> [WHAT THIS TASK INVOLVES]:
Whenever a line below includes the string "described", show it.

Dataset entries
[Start of Attachment]
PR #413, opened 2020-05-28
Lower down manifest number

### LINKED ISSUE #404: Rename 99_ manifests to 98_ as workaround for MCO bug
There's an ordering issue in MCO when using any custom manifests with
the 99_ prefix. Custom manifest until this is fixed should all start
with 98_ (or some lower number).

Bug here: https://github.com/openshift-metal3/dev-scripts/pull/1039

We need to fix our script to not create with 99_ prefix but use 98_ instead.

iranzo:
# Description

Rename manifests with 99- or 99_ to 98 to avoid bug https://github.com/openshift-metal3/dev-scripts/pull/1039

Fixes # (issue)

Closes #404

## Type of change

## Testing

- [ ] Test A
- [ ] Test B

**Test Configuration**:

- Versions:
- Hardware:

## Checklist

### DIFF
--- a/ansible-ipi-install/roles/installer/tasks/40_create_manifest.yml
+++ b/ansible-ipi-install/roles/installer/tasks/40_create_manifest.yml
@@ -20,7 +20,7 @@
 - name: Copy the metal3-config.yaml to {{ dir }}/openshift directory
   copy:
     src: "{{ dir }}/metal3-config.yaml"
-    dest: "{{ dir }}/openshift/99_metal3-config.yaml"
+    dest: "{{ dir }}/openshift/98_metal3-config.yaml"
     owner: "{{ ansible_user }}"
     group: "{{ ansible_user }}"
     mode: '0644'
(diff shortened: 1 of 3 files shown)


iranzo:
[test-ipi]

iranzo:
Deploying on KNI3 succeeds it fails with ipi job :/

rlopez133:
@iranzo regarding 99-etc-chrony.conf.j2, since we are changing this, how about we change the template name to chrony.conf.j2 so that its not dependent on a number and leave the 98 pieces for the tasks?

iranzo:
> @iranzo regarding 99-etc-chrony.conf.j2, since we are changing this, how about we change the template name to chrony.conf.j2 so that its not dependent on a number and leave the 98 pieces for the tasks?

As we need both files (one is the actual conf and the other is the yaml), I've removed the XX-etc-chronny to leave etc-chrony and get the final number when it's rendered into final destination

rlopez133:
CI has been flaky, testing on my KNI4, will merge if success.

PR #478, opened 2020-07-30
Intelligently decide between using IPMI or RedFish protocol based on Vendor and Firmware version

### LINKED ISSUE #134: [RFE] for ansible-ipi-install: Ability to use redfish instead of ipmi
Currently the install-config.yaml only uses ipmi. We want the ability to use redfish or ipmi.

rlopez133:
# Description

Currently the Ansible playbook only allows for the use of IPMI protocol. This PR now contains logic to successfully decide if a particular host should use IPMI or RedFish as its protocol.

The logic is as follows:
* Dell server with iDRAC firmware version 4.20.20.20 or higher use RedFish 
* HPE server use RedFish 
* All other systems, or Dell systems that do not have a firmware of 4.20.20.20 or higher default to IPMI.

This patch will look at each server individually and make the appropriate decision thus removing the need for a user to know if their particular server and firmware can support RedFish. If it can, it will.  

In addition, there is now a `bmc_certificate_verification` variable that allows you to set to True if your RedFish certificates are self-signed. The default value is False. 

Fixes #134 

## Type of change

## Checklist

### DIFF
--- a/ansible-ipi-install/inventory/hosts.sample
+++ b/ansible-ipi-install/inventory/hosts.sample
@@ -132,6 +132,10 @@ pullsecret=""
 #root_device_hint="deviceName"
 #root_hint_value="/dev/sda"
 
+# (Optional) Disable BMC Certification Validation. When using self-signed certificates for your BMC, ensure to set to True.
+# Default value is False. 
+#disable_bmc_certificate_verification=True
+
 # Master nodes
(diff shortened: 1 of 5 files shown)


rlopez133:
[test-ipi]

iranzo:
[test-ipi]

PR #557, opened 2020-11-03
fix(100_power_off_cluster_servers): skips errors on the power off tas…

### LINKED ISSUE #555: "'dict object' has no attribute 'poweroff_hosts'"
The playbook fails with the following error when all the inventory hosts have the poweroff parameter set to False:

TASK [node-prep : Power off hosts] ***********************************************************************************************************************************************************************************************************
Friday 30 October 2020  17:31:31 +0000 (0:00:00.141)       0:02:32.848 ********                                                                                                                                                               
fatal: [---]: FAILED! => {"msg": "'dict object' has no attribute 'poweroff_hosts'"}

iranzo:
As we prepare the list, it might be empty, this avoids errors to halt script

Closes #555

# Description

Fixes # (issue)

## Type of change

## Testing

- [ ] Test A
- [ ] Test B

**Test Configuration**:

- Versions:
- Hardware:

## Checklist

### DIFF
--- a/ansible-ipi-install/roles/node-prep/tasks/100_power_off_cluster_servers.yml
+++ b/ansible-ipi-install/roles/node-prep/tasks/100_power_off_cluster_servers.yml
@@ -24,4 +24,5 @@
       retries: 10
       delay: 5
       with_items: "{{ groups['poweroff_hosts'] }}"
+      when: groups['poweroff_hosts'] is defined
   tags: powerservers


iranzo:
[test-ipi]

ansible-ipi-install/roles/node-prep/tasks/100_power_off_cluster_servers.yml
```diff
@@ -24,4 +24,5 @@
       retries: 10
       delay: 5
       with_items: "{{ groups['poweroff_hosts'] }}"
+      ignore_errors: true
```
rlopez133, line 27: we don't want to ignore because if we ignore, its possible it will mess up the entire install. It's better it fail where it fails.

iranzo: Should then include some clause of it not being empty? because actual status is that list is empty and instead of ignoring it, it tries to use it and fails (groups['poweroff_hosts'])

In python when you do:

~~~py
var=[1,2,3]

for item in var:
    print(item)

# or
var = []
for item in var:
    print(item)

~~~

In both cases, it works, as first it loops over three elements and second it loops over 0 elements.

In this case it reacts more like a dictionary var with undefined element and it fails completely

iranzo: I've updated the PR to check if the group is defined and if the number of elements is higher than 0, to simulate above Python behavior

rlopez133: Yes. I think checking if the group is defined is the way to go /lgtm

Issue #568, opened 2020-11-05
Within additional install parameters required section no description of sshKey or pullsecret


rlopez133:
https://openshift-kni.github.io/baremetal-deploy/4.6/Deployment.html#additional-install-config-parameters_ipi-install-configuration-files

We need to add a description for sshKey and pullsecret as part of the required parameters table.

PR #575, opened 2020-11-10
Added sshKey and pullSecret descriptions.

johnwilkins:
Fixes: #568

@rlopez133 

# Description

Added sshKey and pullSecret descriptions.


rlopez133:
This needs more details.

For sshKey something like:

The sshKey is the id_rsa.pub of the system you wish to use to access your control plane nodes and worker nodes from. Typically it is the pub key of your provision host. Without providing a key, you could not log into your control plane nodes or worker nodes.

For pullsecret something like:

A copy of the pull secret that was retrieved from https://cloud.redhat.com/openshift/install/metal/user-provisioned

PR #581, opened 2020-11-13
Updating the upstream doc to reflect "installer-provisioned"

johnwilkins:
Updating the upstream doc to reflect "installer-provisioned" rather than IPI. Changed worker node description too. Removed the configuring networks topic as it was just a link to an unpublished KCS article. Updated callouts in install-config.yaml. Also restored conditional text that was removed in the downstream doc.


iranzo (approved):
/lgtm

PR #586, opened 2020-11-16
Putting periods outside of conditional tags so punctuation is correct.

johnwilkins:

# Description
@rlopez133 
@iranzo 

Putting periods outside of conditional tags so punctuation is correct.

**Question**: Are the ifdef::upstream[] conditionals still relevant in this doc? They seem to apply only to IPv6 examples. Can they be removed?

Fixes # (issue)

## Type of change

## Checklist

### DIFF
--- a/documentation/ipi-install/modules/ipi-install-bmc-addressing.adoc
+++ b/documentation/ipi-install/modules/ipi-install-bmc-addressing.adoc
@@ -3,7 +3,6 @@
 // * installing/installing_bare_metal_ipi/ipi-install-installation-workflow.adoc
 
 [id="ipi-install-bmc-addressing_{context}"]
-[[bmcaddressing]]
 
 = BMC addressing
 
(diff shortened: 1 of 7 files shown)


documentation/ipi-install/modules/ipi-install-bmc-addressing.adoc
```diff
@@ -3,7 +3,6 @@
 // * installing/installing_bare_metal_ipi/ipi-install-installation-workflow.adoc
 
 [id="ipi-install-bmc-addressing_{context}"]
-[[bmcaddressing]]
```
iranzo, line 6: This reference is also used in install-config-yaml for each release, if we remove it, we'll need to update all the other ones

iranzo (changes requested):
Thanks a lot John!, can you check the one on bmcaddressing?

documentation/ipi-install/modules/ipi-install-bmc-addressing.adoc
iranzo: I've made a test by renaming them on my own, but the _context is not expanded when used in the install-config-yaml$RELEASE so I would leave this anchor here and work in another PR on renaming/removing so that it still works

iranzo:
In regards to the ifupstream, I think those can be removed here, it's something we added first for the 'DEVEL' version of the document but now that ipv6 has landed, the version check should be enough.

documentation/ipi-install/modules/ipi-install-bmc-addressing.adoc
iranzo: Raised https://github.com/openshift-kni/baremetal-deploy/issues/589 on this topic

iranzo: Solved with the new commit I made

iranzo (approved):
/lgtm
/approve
[End of Attachment]
[Start of Attachment]
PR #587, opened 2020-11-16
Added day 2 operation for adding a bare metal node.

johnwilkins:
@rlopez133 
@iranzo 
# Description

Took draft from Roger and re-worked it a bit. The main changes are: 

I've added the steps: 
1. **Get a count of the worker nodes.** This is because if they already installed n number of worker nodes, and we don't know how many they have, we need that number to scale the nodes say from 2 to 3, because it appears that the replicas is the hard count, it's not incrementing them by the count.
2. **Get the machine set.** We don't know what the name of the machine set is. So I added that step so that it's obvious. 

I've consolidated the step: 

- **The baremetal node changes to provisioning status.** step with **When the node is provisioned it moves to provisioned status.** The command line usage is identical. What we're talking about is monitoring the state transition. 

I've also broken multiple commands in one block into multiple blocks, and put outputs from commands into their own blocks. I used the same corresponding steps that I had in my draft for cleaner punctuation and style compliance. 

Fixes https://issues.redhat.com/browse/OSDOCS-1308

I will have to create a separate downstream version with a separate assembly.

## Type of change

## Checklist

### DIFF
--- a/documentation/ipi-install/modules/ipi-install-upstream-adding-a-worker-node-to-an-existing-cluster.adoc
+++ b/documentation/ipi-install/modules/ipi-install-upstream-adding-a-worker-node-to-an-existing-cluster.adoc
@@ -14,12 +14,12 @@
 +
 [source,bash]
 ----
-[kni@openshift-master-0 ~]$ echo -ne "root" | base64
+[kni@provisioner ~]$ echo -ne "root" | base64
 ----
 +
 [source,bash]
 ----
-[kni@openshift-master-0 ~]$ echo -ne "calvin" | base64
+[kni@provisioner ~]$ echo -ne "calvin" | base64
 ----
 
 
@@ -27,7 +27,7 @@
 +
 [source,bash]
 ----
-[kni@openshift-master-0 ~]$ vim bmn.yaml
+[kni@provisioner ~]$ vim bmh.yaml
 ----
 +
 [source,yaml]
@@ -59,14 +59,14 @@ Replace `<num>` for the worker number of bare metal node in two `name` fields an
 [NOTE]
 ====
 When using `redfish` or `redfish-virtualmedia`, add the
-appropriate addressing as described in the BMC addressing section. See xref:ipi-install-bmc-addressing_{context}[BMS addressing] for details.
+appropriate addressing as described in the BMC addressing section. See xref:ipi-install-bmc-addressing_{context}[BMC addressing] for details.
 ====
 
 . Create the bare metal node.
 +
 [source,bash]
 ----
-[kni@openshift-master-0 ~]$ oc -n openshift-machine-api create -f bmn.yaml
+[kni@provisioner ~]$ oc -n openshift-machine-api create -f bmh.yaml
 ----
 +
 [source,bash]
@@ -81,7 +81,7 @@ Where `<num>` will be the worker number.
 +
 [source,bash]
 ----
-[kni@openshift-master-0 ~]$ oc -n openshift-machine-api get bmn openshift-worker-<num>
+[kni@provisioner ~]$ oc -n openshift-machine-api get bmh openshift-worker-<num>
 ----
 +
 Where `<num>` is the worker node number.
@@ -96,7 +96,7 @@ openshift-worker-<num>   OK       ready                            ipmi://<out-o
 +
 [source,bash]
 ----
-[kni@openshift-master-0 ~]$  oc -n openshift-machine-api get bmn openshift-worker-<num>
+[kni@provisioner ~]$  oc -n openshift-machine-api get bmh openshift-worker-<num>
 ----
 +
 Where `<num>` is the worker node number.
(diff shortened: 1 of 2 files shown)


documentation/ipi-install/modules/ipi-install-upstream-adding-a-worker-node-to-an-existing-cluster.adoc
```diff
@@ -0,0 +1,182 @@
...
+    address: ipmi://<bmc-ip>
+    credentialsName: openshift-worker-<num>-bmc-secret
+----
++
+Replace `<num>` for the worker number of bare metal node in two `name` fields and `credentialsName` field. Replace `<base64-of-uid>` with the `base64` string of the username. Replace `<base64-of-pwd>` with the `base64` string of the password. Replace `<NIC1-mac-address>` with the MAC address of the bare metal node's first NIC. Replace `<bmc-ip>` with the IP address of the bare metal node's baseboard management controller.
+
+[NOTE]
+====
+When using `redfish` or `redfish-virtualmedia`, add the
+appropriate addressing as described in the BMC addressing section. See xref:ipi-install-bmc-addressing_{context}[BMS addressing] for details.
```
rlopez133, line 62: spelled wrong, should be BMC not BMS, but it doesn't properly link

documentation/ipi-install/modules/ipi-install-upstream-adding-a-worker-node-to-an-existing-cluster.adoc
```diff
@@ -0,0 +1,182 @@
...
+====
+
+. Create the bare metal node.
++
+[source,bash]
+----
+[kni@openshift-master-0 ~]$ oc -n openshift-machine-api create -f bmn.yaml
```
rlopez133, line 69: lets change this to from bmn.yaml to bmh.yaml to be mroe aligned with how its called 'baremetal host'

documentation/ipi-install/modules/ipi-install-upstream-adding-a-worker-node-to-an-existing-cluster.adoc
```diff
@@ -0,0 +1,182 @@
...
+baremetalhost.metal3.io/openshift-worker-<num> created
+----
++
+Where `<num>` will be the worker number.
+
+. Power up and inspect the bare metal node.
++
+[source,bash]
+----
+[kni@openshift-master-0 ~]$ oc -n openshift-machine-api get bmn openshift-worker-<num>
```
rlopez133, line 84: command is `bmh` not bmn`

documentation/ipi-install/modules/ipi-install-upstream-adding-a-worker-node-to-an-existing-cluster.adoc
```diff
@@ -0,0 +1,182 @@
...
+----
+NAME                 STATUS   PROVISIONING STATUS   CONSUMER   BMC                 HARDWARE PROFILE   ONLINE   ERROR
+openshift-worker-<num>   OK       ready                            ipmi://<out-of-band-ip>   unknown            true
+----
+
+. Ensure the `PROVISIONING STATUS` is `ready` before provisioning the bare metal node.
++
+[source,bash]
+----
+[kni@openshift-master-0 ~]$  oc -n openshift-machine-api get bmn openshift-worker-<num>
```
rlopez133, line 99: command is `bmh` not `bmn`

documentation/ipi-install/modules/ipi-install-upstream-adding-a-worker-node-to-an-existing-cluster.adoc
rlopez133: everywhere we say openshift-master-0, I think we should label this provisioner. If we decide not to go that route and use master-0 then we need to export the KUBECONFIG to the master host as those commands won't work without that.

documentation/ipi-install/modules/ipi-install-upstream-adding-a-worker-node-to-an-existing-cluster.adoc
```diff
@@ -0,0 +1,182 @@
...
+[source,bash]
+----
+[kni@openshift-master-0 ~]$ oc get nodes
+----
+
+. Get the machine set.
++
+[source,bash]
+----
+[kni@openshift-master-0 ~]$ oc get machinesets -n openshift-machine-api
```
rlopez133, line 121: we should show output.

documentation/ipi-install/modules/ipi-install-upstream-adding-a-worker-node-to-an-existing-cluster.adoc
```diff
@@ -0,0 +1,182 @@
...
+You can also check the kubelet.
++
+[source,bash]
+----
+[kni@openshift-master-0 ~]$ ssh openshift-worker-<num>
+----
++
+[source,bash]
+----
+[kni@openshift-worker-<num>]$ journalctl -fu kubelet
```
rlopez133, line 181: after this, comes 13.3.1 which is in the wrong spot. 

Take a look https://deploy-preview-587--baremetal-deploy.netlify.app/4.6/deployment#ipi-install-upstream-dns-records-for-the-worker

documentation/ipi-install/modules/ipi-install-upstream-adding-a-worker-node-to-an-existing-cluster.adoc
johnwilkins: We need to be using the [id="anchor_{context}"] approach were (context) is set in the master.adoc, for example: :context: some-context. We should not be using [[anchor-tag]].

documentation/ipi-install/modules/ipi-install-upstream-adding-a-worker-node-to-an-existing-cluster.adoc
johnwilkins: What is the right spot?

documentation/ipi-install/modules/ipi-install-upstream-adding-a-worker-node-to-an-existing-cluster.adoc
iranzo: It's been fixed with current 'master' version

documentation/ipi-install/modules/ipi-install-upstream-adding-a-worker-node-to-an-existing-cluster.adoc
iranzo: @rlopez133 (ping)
[End of Attachment]
[Start of Attachment]
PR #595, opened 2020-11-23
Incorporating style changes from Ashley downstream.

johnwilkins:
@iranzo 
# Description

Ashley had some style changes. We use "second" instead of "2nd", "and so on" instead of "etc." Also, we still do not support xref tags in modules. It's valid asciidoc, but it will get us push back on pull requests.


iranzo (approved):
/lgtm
[End of Attachment]
> [ANSWER BOX]:
-appropriate addressing as described in the BMC addressing section. See xref:ipi-install-bmc-addressing_{context}[BMS addressing] for details.
+appropriate addressing as described in the BMC addressing section. See xref:ipi-install-bmc-addressing_{context}[BMC addressing] for details.
+appropriate addressing as described in the BMC addressing section. See xref:ipi-install-bmc-addressing_{context}[BMS addressing] for details.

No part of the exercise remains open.